— TASK DESCRIPTION —
Needed from the entries below: every line that holds the word "pass".

— DATA FOR ANALYSIS —
________________
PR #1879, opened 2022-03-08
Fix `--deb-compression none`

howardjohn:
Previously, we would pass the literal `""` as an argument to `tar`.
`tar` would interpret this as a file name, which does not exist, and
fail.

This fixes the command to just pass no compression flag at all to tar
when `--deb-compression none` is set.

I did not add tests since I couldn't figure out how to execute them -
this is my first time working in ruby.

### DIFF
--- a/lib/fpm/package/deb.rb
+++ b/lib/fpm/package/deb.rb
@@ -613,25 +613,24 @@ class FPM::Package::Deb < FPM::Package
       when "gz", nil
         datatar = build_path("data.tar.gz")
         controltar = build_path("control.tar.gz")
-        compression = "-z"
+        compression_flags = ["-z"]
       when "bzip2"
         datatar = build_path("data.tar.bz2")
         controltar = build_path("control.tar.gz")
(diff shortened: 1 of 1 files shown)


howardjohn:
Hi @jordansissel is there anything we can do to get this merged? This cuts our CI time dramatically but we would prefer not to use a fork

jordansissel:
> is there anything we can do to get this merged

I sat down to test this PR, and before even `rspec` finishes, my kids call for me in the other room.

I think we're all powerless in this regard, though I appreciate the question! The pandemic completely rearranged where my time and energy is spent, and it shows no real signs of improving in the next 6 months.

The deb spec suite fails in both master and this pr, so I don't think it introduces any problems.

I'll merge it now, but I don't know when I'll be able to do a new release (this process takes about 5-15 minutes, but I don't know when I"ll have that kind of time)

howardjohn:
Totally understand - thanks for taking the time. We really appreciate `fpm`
________________
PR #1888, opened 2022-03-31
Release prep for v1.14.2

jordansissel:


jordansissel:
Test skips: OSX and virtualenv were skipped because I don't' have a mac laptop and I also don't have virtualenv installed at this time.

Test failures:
________________
— EXERCISE RESPONSE —
Previously, we would pass the literal `""` as an argument to `tar`.
This fixes the command to just pass no compression flag at all to tar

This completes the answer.